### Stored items
== Segment start ==
PR #1075, opened 2019-02-13
chore: upgrade to node 11 and fix all failing unit tests

luciorubeens:
## Proposed changes

- Fix all failing unit tests
- Upgrade to node 11 and used the [Intl polyfill](https://github.com/andyearnshaw/Intl.js) to properly run tests
- Refactor e2e tests and add more specs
== Segment end ==
### What you should do
Copy each line above containing the string "failing".

### Exercise result
chore: upgrade to node 11 and fix all failing unit tests
- Fix all failing unit tests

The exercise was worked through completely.